Purpose-built integration service - Patterns for Ingesting SaaS Data into AWS Data Lakes

This whitepaper is for historical reference only. Some content might be outdated and some links might not be available.

Purpose-built integration service

Amazon AppFlow: Introduction

Amazon AppFlow is a fully-managed integration service that enables you to securely transfer data between SaaS applications (such as Salesforce, Marketo, Slack, and ServiceNow) and AWS services (such as Amazon S3 and Amazon Redshift). With Amazon AppFlow, you can run data flows at nearly any scale and frequency (on a schedule, in response to a business event in real time, or on demand). You can configure data transformations such as data masking and concatenation of fields, as well as validate and filter data (omitting records that don’t fit a criteria) to generate rich, ready-to-use data as part of the flow itself, without additional steps.
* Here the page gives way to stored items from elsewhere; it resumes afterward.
Issue #596, opened 2023-07-21
Migrate to use Foundry DataModel


wake42:
### _Why:_ Is your feature request related to a problem?

Change the definition of system data to use the [Foundry DataModel](https://foundryvtt.com/article/v10-data-model/) concept 

### Related
- [ ] #310

PR #667, opened 2023-11-25
feat: apply edit mode to sheet

Moonpile:


src/actors/rqgActorSheet.ts
```diff
@@ -1403,6 +1403,39 @@ export class RqgActorSheet extends ActorSheet<
         (createdItems[0] as RqgItem)?.sheet?.render(true);
       });
     });
+
```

Amazon AppFlow automatically encrypts data in motion, and optionally allows you to restrict data from flowing over the public internet for SaaS applications that are integrated with AWS PrivateLink, reducing exposure to security threats. For a complete list of all the SaaS applications that can be integrated with Amazon AppFlow, refer to Amazon AppFlow integrations.

Architecture overview

The following diagram depicts the architecture of the solution where data from Salesforce is ingested into Amazon S3 using Amazon AppFlow. Once the data is ingested in Amazon S3, you can use an AWS Glue crawler to populate the AWS Glue Data Catalog with tables and start consuming this data using SQL in Amazon Athena.

This is a diagram that shows how Amazon AppFlow does data ingestion.

Amazon AppFlow-based data ingestion pattern

Usage patterns

Because Amazon AppFlow can connect to many SaaS applications and is a low-code/no-code approach, this makes it very appealing for those who would want a quick and easy mechanism to ingest data from these SaaS applications.

Some use cases are as follows:

  • Create a copy of a Salesforce object (for example, opportunity, case, campaign) in Amazon S3.

  • Send case tickets from Zendesk to Amazon S3.

  • Hydrate an Amazon S3 data lake with transactional data from SAP S/4HANA enterprise resource planning (ERP).

  • Send logs, metrics, and dashboards from Datadog to Amazon S3, to create monthly reports or perform other analyses automatically, instead of doing this manually.

  • Send Marketo data, like new leads or email responses, in Amazon S3.

Considerations

If a SaaS application you want to get data from is not supported out of the box, you can now build your own connector using the Amazon AppFlow custom connector SDK. AWS has released the python custom connector SDK as well as java custom connector SDK for AppFlow. The AppFlow Custom Connector SDK enables customers and third-party developers to build custom source and/or destination connectors for the AppFlow service. With the SDK, you can connect to private APIs, on-premise proprietary systems, and other cloud services by adding to AppFlow's library of connectors.

If any of the following scenarios apply, other ingestion patterns discussed in this paper may be a better fit for your type of ingestion:

  • A supported application is heavily customized.

  • Your use case exceeds any of the application-specific limitations.

For every SaaS application that Amazon AppFlow supports, there are a set of limitations included. For example, if you are transferring more than one million Salesforce records, you cannot choose any Salesforce compound field. Before using Amazon AppFlow, look for the limitations for the application that you are planning to connect, evaluate your use case against those limitations, and see if the service is still a good fit for what you are trying to do.

SaaS applications are sometimes heavily customized, so it’s always good to make sure the edge cases can be solved with Amazon AppFlow. You can find the list of known limitations and considerations in the notes section of the Amazon AppFlow documentation. For example, the known limitations for Salesforce as a source are listed here.

Also, consider the Amazon AppFlow service quotas to ensure your use case fits well within those limitations.